Repeat exactly the opening lines of the records, ending with the line that contains "##### Contributor checklist".

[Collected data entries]
▶

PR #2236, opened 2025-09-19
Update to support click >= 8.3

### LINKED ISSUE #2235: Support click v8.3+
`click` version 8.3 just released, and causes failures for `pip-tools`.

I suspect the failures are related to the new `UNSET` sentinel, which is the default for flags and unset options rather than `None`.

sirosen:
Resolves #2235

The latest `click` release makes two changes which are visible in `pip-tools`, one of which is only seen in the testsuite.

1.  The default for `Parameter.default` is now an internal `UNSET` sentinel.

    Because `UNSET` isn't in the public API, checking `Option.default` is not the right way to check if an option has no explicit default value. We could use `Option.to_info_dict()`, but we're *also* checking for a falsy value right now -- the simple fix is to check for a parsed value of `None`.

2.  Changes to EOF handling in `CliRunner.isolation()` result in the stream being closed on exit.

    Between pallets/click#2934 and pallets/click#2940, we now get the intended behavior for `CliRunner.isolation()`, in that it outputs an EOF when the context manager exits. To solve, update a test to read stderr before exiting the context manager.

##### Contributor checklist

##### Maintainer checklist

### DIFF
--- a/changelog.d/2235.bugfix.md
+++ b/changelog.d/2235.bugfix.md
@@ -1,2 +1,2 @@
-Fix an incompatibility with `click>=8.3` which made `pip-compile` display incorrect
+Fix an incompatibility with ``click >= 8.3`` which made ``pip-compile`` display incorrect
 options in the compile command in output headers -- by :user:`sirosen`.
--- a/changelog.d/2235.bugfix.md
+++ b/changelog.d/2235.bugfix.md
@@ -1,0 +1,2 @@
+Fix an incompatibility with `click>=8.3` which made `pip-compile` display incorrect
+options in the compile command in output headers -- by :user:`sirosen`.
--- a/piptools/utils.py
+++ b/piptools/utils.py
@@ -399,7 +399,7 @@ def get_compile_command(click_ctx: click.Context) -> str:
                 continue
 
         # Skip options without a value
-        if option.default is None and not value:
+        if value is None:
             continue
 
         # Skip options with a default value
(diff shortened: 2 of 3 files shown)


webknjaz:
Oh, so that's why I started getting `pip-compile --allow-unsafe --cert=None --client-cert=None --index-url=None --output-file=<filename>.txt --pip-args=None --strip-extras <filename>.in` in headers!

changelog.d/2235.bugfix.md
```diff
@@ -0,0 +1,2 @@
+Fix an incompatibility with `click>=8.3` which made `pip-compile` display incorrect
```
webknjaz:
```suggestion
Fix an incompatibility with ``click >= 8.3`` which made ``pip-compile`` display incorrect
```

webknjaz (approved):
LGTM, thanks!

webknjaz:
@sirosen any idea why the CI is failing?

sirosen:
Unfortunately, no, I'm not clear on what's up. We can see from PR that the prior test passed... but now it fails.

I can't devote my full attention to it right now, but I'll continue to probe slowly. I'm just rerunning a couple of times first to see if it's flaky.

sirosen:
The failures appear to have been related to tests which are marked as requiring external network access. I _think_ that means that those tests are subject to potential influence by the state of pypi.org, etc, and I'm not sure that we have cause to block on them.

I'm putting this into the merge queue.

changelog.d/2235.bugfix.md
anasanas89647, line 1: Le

◀

#### RESPONSE
PR #2236, opened 2025-09-19
Update to support click >= 8.3

### LINKED ISSUE #2235: Support click v8.3+
`click` version 8.3 just released, and causes failures for `pip-tools`.

I suspect the failures are related to the new `UNSET` sentinel, which is the default for flags and unset options rather than `None`.

sirosen:
Resolves #2235

The latest `click` release makes two changes which are visible in `pip-tools`, one of which is only seen in the testsuite.

1.  The default for `Parameter.default` is now an internal `UNSET` sentinel.

    Because `UNSET` isn't in the public API, checking `Option.default` is not the right way to check if an option has no explicit default value. We could use `Option.to_info_dict()`, but we're *also* checking for a falsy value right now -- the simple fix is to check for a parsed value of `None`.

2.  Changes to EOF handling in `CliRunner.isolation()` result in the stream being closed on exit.

    Between pallets/click#2934 and pallets/click#2940, we now get the intended behavior for `CliRunner.isolation()`, in that it outputs an EOF when the context manager exits. To solve, update a test to read stderr before exiting the context manager.

##### Contributor checklist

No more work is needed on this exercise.